Sir in question 7, Numbers such as 333 and some numbers are counted more the once .How should we do that?
same doubt digit 333 is counted for 3 times..
@@bankingsaga8020 Yes, but we must also remember that 333 has three 3s. So, 333 coming in the 3 cases actually accounts for the three 3s. Think about it, you will get it. You are required to count the number of 3s.
@@sanchayanmondal5068 This was helpful. Thanks.
@@bankingsaga8020 Since the number 333 has three 3's.

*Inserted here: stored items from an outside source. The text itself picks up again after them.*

Issue #1013, opened 2016-03-09
redundant members list and organisations page


cvandeplas:
In the Global Actions menu there is a redundancy between the two pages "members list" and "organisations". 

One of the two (I guess members list) needs to be taken away or merged in the organisations page.

Additionally, the Organisation link could be grouped together in the Sharing Groups section of the menu. That way those two logical things are kept together visually.

PR #1391, opened 2016-07-28
chg: redundant members list and organisations page #1013

cristianbell:
#### What does it do?

It resolves `#<1013>`
#### Questions
#### Release Type:
- [ ] Major
- [X] Minor
- [ ] Patch


app/View/Users/memberslist.ctp
```diff
@@ -1,4 +1,5 @@
-<div class="users index">
+<div class="users index"><?php
+/*
```
rotanid: please just remove the code if it isn't necessary anymore, we can always take it from the git history if we need it again :)

iglocska:
A few issues after a very brief check:
1. What Andreas pointed out already
2. The code in places if very hard to read, please use proper spacing
3. The code currently removes the members list but doesn't offer an alternative for users to have a quick overview over the organisations and the member count.
4. The PR removes the view portion of the members list but not the underlying look-ups. (in the Controller )
5. Please use the alternate if/for notation for code that envelops HTML

cristianbell:
updated the core, hope it's all ok now.

rotanid:
could you please fix the wrong indention of some lines in:
OrganisationsController.php
UsersController.php

app/Controller/UsersController.php
```diff
@@ -726,18 +726,8 @@ public function resetauthkey($id = null) {
...
-				'fields' => $fields,
-				'recursive' => -1,
-				'contain' => array('Organisation'),
-				'group' => array('Organisation.name', 'Organisation.id'),
-				'order' => array('UPPER(Organisation.name)'),
-		);
-		$orgs = $this->User->find('all', $params);
-		$this->set('orgs', $orgs);
+	public function attributehistogram() {
+	    //all code is called via JS
```
Rafiot, line 730: Why having the function then? (if it is a PHP weirdness, I apologize)

cristianbell, line 730: it's needed to generate the view. If you call a /attributehistogram in the URL but there is no function with the same name in the controller the page will not be displayed. 
MVC principle + CakePHP. (and actually other fw work the same way here)

app/View/Users/attributehistogram.ctp
```diff
@@ -0,0 +1,14 @@
+<div class="users index">
+	<div id = "histogram"></div>
+	<?php //echo $this->element('histogram');?>
```
rotanid, line 3: please remove this if it isn't used (as it's masked as a comment at the moment)

rotanid:
assuming you have tested it's working, i think the code is ok.
todo:
- remove commented codeline
- rebase to current misp 2.4 branch state
- rebase this into one commit only (http://stackoverflow.com/a/5189600) and git push -f update the branch of the PR
  perhaps wait with the latter until @iglocska also checked and gave his OK so you don't have to do it multiple times :)

iglocska:
I've accepted the commit and made some changes. Please review them for future reference. Some of it is more nice to have stuff (such as not breaking the layout with a long column name for a column that is going to be pretty small, indentation, etc) but some of it is crucial:
- correct use of contain
- not keeping obviously model level functions in the controller
- using the correct model when doing a lookup
- dealing with array indices if they are not set

Let me know if you have any questions about any of these.

PR #1410, opened 2016-08-04
SSO plugin (Shibboleth based). Instructions to enable and configure i…

ppanero:
#### What does it do?

Single Sing-On authentication integration via Plugin (following the same structure than the CertAuth plugin. 
As a summary, the plugin will take the values from the environment variables (given by apache after login-in in via SSO) and authenticate the user (creating it if it does not exists)
#### Questions
- [ ] Are you using it in production? No, development
#### Release Type:
- [ ] Major
- [X] Minor
- [] Patch


adulau:
Thank you very much for your contribution.

ppanero:
You're welcome. It is my pleasure!

PR #1417, opened 2016-08-08
Fix export for non md5/sha1/sha256 types

RichieB2B:
#### What does it do?

If fixes an issue where generating exports except md5/sha1/sha256 would actually generate an export for sha256.
#### Questions
#### Release Type:
- [ ] Major
- [ ] Minor
- [X] Patch


iglocska:
Nice catch, thanks!

PR #1426, opened 2016-08-10
Sso integration plugin

ppanero:
#### What does it do?

Minor changes in ShibbolethAuthentication plugin: an organization is created if the one given by the environment variables / default in config.php does not exists. Session and get parameter added in case it is needed to be disable upon login. 

Bug fix: Jobs were being displayed as queued on export. That was due to the query in "getProcess" comparing organization name to organization id. Also the creation of the process was taking org_id from the user ignoring if it is an admin or not (line 41 in Job.php) now it checks if isSiteAdmin puts org_id to 0, if not, it is put to org_id.
#### Questions
#### Release Type:
- [ ] Major
- [X ] Minor
- [X] Patch

### DIFF
--- a/app/Controller/JobsController.php
+++ b/app/Controller/JobsController.php
@@ -68,8 +68,9 @@ class JobsController extends AppController {
 	}
 
 	public function getProgress($type) {
-		$org = $this->Auth->user('Organisation')['name'];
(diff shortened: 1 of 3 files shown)


iglocska:
Thanks a lot!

So in the first case in the number 333 we've counted only 1 three and that's why in the next two cases the number 333 will also repeat for counting another two 3's
@@sanchayanmondal5068 please elaborate a lil more in detail
can't we say we added 1 in question 10 to include 1000
why is 1 not considered when counting total numbers between 1 to 1000 but 0 is included when counting total numbers between 0 to 999?
The way you take concepts from zero to advanced is amazing. Wow, What a Guru!. Thanks a ton.
In question no. 10, the question is "In how many numbers, digit 6 will appear at least once from 1 to 1000?" so, while taking all possible numbers between 1 to 1000 we have not considered 1000 as it won't have 6 in it, so similarly we could have excluded 1 also as it doesn't have a 6 in it. Like, is the question somewhat incomplete? I haven't understood this concept. Can anyone please explain?
Instead we can consider total numbers available from 1 to 1000(including both)- numbers which doesn't contain 6
i.e. 1000- (9*9*9)=271
I'm grappling with the same issue. My advice would be to see the logic behind our operations. We are actually just counting with shortcuts. We are observing cases when it's a single digit no. then when it's a two digit no. and then when it's 3 digit. 1000 is a four digit no. and our question scope isn't there, so we don't need to worry about it. hope it helps.
It almost feels illegal to watch this content for absolutely free ngl❤
In question number 7,won't it count 333 in all cases?Please explain it sir.
Is there pdf available for these lectures?